L'avenir du projet de loi CLARITY, ou projet de loi sur la structure du marché des crypto-monnaies, reste incertain après que l'échéance du 1er mars fixée par la Maison Blanche soit passée sans percée entre l'industrie bancaire et les représentants du secteur. Bien que des négociations se poursuivent en coulisses, un désaccord persiste sur l'interdiction des intérêts sur les stablecoins. Les entreprises crypto tentent de contourner cette règle via des programmes de récompenses ou de staking, tandis que les banques exigent que tout rendement soit clairement lié à une performance d'investissement active et verrouillée dans le temps. Le Sénat américain envisage une session d'examen ("markup") mi ou fin mars, laissant quelques semaines supplémentaires pour régler les questions en suspens, y compris les provisions sur la finance décentralisée (DeFi). La résolution du conflit sur les rendements des stablecoins est crucial pour faire avancer le texte législatif.

L'avenir du CLARITY Act — communément appelé le projet de loi sur la structure du marché des crypto-monnaies — reste incertain après que l'échéance du 1er mars fixée par la Maison Blanche est passée sans la percée attendue entre l'industrie bancaire et les représentants des crypto-monnaies.

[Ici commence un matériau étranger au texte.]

PR #1716, opened 2023-04-10
Foundry test failure summary

nwatson22:
This PR adds an option `--failure-information` to `foundry-show` and `foundry-prove` which causes a summary to be printed of all stuck and frontier nodes. In the case of stuck nodes it prints the path condition (All constraints on that node that weren't there from the beginning) and failure reason (attempts to isolate the non-matching cell or if cells match, shows the simplified failing implication).


kevm-pyk/src/kevm_pyk/utils.py
```diff
@@ -208,6 +257,83 @@ def abstract_cell_vars(cterm: KInner, keep_vars: Collection[KVariable] = ()) ->
...
+    concrete_config, *concrete_constraints = concrete
+    abstract_config, *abstract_constraints = abstract
+    config_match = abstract_config.match(concrete_config)
+    if config_match is None:
+        _, concrete_subst = split_config_from(concrete_config)
+        cell_names = concrete_subst.keys()
+        failing_cells = []
+        for cell in cell_names:
+            concrete_cell = get_cell(concrete_config, cell)
+            abstract_cell = get_cell(abstract_config, cell)
```
ehildenb, line 288:
```suggestion
            concrete_cell = concrete.cell(cell)
            abstract_cell = abstract.cell(cell)
```

This variant where we use the `CTerm.cell` interace is automatically memoizing.

kevm-pyk/src/kevm_pyk/utils.py
```diff
@@ -208,6 +257,83 @@ def abstract_cell_vars(cterm: KInner, keep_vars: Collection[KVariable] = ()) ->
...
+            if type(csubst_arg) is KVariable and csubst_arg.name.endswith('_CELL'):
+                return True
+        return False
+
+    def _is_negative_cell_subst(constraint: KInner) -> bool:
+        constraint_bool = ml_pred_to_bool(constraint)
+        if type(constraint_bool) is KApply and constraint_bool.label.name == 'notBool_':
+            negative_constraint = constraint_bool.args[0]
+            if type(negative_constraint) is KApply and negative_constraint.label.name == '_andBool_':
+                constraints = flatten_label('_andBool_', negative_constraint)
```
ehildenb, line 273: This whole routine should be upstreamed into `KCFGExplore`, as `implication_failure_reason`.

nwatson22: This is now upstreamed so I removed it here.

kevm-pyk/src/kevm_pyk/utils.py
nwatson22: This method was moved to pyk and this issue was addressed therre.

ehildenb:
To make it so we can test this, can we add `--failure-information` option to `foundry-show-kcfg`, and turn that on for the `test-foundry-kcfg-diff` tests? Then we'll be asserting that we're getting the failure reasons we expect.

We should also print them by default on `foundry-prove`, but can include this output in `foundry-show-kcfg` to make it easy to test.

nwatson22:
> To make it so we can test this, can we add `--failure-information` option to `foundry-show-kcfg`, and turn that on for the `test-foundry-kcfg-diff` tests? Then we'll be asserting that we're getting the failure reasons we expect.
> 
> We should also print them by default on `foundry-prove`, but can include this output in `foundry-show-kcfg` to make it easy to test.

Added this.

kevm-pyk/src/kevm_pyk/__main__.py
```diff
@@ -373,6 +373,7 @@ def exec_foundry_prove(
     kore_rpc_command: str | Iterable[str] = ('kore-rpc',),
     smt_timeout: int | None = None,
     smt_retry_limit: int | None = None,
+    failure_info: bool = False,
```
ehildenb, line 376: We should probably have this default match the CLI argument default, which is `True`.

kevm-pyk/src/kevm_pyk/__main__.py
```diff
@@ -422,6 +424,7 @@ def exec_foundry_show(
     omit_unstable_output: bool = False,
     frontier: bool = False,
     stuck: bool = False,
+    failure_info: bool = False,
```
ehildenb, line 427: Similarly, this should match the CLI arg default.

kevm-pyk/src/kevm_pyk/foundry.py
```diff
@@ -347,6 +353,7 @@ def foundry_prove(
     kore_rpc_command: str | Iterable[str] = ('kore-rpc',),
     smt_timeout: int | None = None,
     smt_retry_limit: int | None = None,
+    failure_info: bool = False,
```
ehildenb, line 356: Match the CLI argument default.

kevm-pyk/src/kevm_pyk/foundry.py
```diff
@@ -458,6 +466,7 @@ def foundry_show(
     omit_unstable_output: bool = False,
     frontier: bool = False,
     stuck: bool = False,
+    failure_info: bool = False,
```
ehildenb, line 469: Match the CLI argument default.

kevm-pyk/src/kevm_pyk/__main__.py
nwatson22: Updated.

kevm-pyk/src/kevm_pyk/foundry.py
nwatson22: Updated.

nwatson22:
> Let's use record production syntax on the `foundry_success` predicate, to get better output about whic of the fields are failing. Let's also post links in the output on failing proofs:
> 
>     * Link to the `foundry_success` predicate on failure.
> 
>     * Link to our Discord for support.

Maybe I'm not doing it right, but adding the record production syntax doesn't seem to do anything with the final output. `compiled.txt` also doesn't include the labels. Is it maybe only used in the semantics itself? I know you mentioned it was parse-time only.

include/kframework/foundry.md
```diff
@@ -145,7 +145,15 @@ Hence, checking if a `DSTest.assert*` has failed amounts to reading as a boolean
...
+    syntax Bool ::= 
+      "foundry_success" "("
+        statusCode: StatusCode "," 
+        failed: Int ","
+        revertExpected: Bool ","
+        opcodeExpected: Bool ","
+        recordEventExpected: Bool ","
+        eventExpected: Bool
+      ")" [function, klabel(foundry_success), symbol]
  // --------------------------------------------------------------------------------------------------------------------------------------------
```
ehildenb, line 157: Formatting here.

```suggestion
    syntax Bool ::= 
      "foundry_success" "("
        statusCode: StatusCode "," 
        failed: Int ","
        revertExpected: Bool ","
        opcodeExpected: Bool ","
        recordEventExpected: Bool ","
        eventExpected: Bool
      ")" [function, klabel(foundry_success), symbol]
 // -------------------------------------------------
```

tests/foundry/contracts.k.check.stripped
```diff
@@ -0,0 +1,7360 @@
...
+    syntax AccountParamsTestContract ::= "AccountParamsTest" [symbol(), klabel(contract_AccountParamsTest)]
+    
+      
+    
+    syntax Field ::= AccountParamsTestField
+    
+    syntax AccountParamsTestField ::= "IS_TEST" [symbol(), klabel(field_AccountParamsTest_IS_TEST)]
+    
+    syntax AccountParamsTestField ::= "_failed" [symbol(), klabel(field_AccountParamsTest__failed)]
+
```
ehildenb, line 17: Is this file supposed to be added? I think it's just for comparing output with? My guess is it got added accidentally?

Maybe it should be added to `.gitignore` to make sure this doesn't happen again?

tests/foundry/golden/AssertTest.testFail_assert_true.expected
```diff
@@ -841,3 +807,21 @@ module SUMMARY-ASSERTTEST-TESTFAIL-ASSERT-TRUE
...
+    #And ( { true #Equals 0 <=Int ORIGIN_ID:Int }
+    #And ( { true #Equals 0 <=Int NUMBER_CELL:Int }
+    #And ( { true #Equals CALLER_ID:Int <Int pow160 }
+    #And ( { true #Equals ORIGIN_ID:Int <Int pow160 }
+    #And { true #Equals NUMBER_CELL:Int <=Int maxSInt256 } ) ) ) ) ) #Implies { false #Equals foundry_success ( ... statusCode: EVMC_SUCCESS , failed: #lookup ( .Map , 46308022326495007027972728677917914892729792999299745830475596687180801507328 ) , revertExpected: false , opcodeExpected: false , recordEventExpected: false , eventExpected: false ) } )
+See `foundry_success` predicate for more information:
+https://github.com/runtimeverification/evm-semantics/blob/master/include/kframework/foundry.md#foundry-success-predicate
+Join the Runtime Verification Discord server for support: https://discord.gg/GHvFbRDD
+  Path condition:
+    #Top
```
ehildenb, line 827:
```suggestion
Stuck nodes:

  Node id: 30b447..c22b50
  Failure reason:
    Implication check failed, the following is the remaining implication:
    ( ( { true #Equals 0 <=Int CALLER_ID:Int }
    #And ( { true #Equals 0 <=Int ORIGIN_ID:Int }
    #And ( { true #Equals 0 <=Int NUMBER_CELL:Int }
    #And ( { true #Equals CALLER_ID:Int <Int pow160 }
    #And ( { true #Equals ORIGIN_ID:Int <Int pow160 }
    #And { true #Equals NUMBER_CELL:Int <=Int maxSInt256 } ) ) ) ) ) #Implies { false #Equals foundry_success ( ... statusCode: EVMC_SUCCESS , failed: #lookup ( .Map , 46308022326495007027972728677917914892729792999299745830475596687180801507328 ) , revertExpected: false , opcodeExpected: false , recordEventExpected: false , eventExpected: false ) } )

  Path condition:
    #Top

See `foundry_success` predicate for more information:
https://github.com/runtimeverification/evm-semantics/blob/master/include/kframework/foundry.md#foundry-success-predicate

Join the Runtime Verification Discord server for support: https://discord.gg/GHvFbRDD
```

nwatson22: Done.

kevm-pyk/src/kevm_pyk/utils.py
```diff
@@ -138,9 +139,59 @@ def kevm_apr_prove(
...
+
+            res_lines.append('  Path condition:')
+            res_lines += [f'    {kcfg_explore.kprint.pretty_print(_cfg.path_constraints(node.id))}']
+
+            if 'foundry_success' in reason:
+                res_lines.append('')
+                res_lines.append('See `foundry_success` predicate for more information:')
+                res_lines.append(
+                    'https://github.com/runtimeverification/evm-semantics/blob/master/include/kframework/foundry.md#foundry-success-predicate'
+                )
```
ehildenb, line 188: This is the only part that is specific to foundry actually in the reason here. So I would actually just remove this chunk for now, and inline this logic into the places where `print_failure_info` is called.

Then you can actually take this function and upstream it to `APRProof.failure_info` or something instead. Or perhaps as `APRProof.pretty`.

ehildenb: Issue made: https://github.com/runtimeverification/pyk/issues/463

ehildenb:
Let's also link users to the foundry gitbook as well: https://docs.runtimeverification.com/kevm-integration-for-foundry/

And we should factor out all the foundry-specific messages from `print_failure_info`, so that it becomes generic (even semantics independent), and output the foundry-speciic stuff (link to `foundry_success` and to GitBook) afterwards, at the site where `print_failure_info` is called.

kevm-pyk/src/kevm_pyk/utils.py
nwatson22: For now I've moved the `foundry_success` outside of `print_failure_info()` and added the link to the gitbook.

kevm-pyk/src/kevm_pyk/foundry.py
```diff
@@ -525,6 +532,7 @@ def _init_and_run_proof(_init_problem: tuple[str, str]) -> bool:
                 kore_rpc_command=kore_rpc_command,
                 smt_timeout=smt_timeout,
                 smt_retry_limit=smt_retry_limit,
+                failure_info=failure_info,
                 trace_rewrites=trace_rewrites,
             )
```
ehildenb, line 537: I guess we need to do something like:

```
result = kevm_apr_prove(...)
if result is failing:
    print extra foundry information also show in `show`
return result
```

So maybe I'd factor out a helper `Foundry.help_info`, and just print that in both places.

nwatson22: I wasn't sure I fully understood what you wanted here. I factored out the repeated code into a `help_info` method and call this in `init_and_run_proof` instead of in `kevm_apr_prove`. Does this address the issue?

kevm-pyk/src/kevm_pyk/foundry.py
```diff
@@ -232,6 +238,24 @@ def account_CHEATCODE_ADDRESS(store_var: KInner) -> KApply:  # noqa: N802
...
+            res_lines.append('')
+            res_lines.append('See `foundry_success` predicate for more information:')
+            res_lines.append(
+                'https://github.com/runtimeverification/evm-semantics/blob/master/include/kframework/foundry.md#foundry-success-predicate'
+            )
+        res_lines.append('')
+        res_lines.append(
+            'Access documentation for KEVM foundry integration at https://docs.runtimeverification.com/kevm-integration-for-foundry/'
+        )
+        return res_lines
```
ehildenb, line 257: Let's make this always return only the foundry help lines, not the failure info. The call site then decides whether to invoke `print_failure_info` and `Foundry.help_info`.

ehildenb:
@nwatson22 can you alos add the `--failure-information` flag to `kcfg-show` command as well? It shouldn't display the foundry speciic failure information, just the generic stuff that `kcfg-show` displays.

Possible also `prove` command should display failure information too!

nwatson22:
> @nwatson22 can you alos add the `--failure-information` flag to `kcfg-show` command as well? It shouldn't display the foundry speciic failure information, just the generic stuff that `kcfg-show` displays.
> 
> Possible also `prove` command should display failure information too!

This option is now added to `prove` and `kcfg-show`.

kevm-pyk/src/kevm_pyk/utils.py
```diff
@@ -130,15 +130,57 @@ def kevm_apr_prove(
...
     if len(failure_nodes) == 0:
         _LOGGER.info(f'Proof passed: {_cfgid}')
-        return True
+        return True, None
     else:
         _LOGGER.error(f'Proof failed: {_cfgid}')
-        return False
+        failure_log: list[str] | None = None
+        failure_log = print_failure_info(proof.kcfg, proof.id, kcfg_explore)
+        return False, failure_log
```
ehildenb, line 143: I would still move the printing of the failure info out of this method, so that it doesn't need to return a tuple. At the call site, you can just check the result and decide whether to call `print_failure_info`. The call site has access to the `proof` (because it's passed in by reference), and to the `kcfg_explore`, so it has everything needed to call `print_failure_info` function.

kevm-pyk/src/kevm_pyk/cli.py
```diff
@@ -339,6 +339,19 @@ def explore_args(self) -> ArgumentParser:
...
+            default=True,
+            action='store_true',
+            help='Show failure summary for all failing tests',
+        )
+        args.add_argument(
+            '--no-failure-information',
+            dest='failure_info',
+            action='store_false',
+            help='Do not show failure summary for failing tests',
+        )
```
anvacaru, line 354: Do you know if both arguments are required? Is there a reason not to have only `--no_failure-information` with `default=False`?

ehildenb (approved):

kevm-pyk/src/kevm_pyk/cli.py
ehildenb: If the default is `True`, you have to supply both options so that it's possible to default to `True` but still set to `False` as needed. Here we want the default to be `True`..

nwatson22: It is not strictly required. I was told we usually add both positive and negative flags when the default is is true, for consistency, but not when the default is false. Since there's two different versions of the failure info flag, one with default false and the other with default true, I just included the positive and negative options so the two flag variants behave consistently apart from the default value.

Obstacle majeur dans les négociations sur le projet de loi crypto

Malgré les craintes que les pourparlers ne soient au point mort, des reportages de Crypto In America suggèrent que les discussions se poursuivent en coulisses. Eleanor Terrett a cité une source de l'industrie bancaire ayant une connaissance directe des négociations qui a contesté l'idée que le processus se déroule mal.

Selon cette source, les deux parties examinent et contribuent toujours activement à la rédaction du langage législatif et n'ont jamais été strictement liées au calendrier du 1er mars. « Se focaliser excessivement sur le 1er mars est une erreur », a déclaré la source.

Pourtant, les tensions persistent. Une autre source bancaire a reconnu que s'il existe un large accord de principe sur le fait que les soldes de stablecoins ne devraient pas générer d'intérêts, des désaccords persistent sur la manière dont ce principe devrait être mis en œuvre.

Selon cette source, les entreprises de crypto-monnaies tentent de structurer des mécanismes alternatifs — tels que des programmes d'adhésion, des systèmes de récompenses ou des arrangements de staking — qui pourraient effectivement reproduire des rendements annuels en pourcentage (APY) sur les détentions de stablecoins. La source a déclaré :

Il y a un accord de principe sur le fait que les soldes de stablecoins ne devraient pas générer d'intérêts, mais les entreprises de crypto essaient toujours d'obtenir indirectement un APY sur les soldes via des programmes d'adhésion, des récompenses et du staking. Je pense que c'est ce qui bloque l'accord pour le moment.

Les représentants des banques pousseraient pour que toute activité de prêt ou de staking soit clairement définie comme « active », « de bonne foi » et « à durée déterminée », ce qui signifie que les rendements doivent être strictement liés à une performance d'investissement réelle plutôt que de ressembler à des intérêts passifs.

La commission bancaire du Sénat vise une révision en mars

Sur Capitol Hill, l'attention se tourne vers les étapes procédurales. La commission bancaire du Sénat envisagerait des dates potentielles de révision (markup) mi-mars à fin mars.

Un tel calendrier donnerait aux négociateurs plusieurs semaines supplémentaires pour traiter les questions non résolues, y compris les dispositions relatives à la finance décentralisée (DeFi) et les préoccupations liées à l'éthique, avant que le projet de loi n'avance vers un vote possible.

Amanda Tuminelli, directrice exécutive du DeFi Education Fund, a déclaré que les discussions sur le DeFi ont récemment été reléguées au second plan par le différend sur les rendements, mais a décrit le processus global comme progressant. Elle a en outre noté :

Je pense que globalement les choses avancent, et on a l'impression que les problèmes se règlent, mais le DeFi a été relégué au second plan par la conversation sur les rendements. Nous attendons que la commission bancaire du Sénat annonce la prochaine date de révision et le texte mis à jour, donc je pense que tout le monde attend avec impatience de voir à quoi ressemblera la prochaine ébauche.

Pour l'instant, la voie à suivre dépend de la résolution du différend sur le rendement des stablecoins et de la finalisation du langage législatif qui peut satisfaire suffisamment de parties prenantes pour aller de l'avant.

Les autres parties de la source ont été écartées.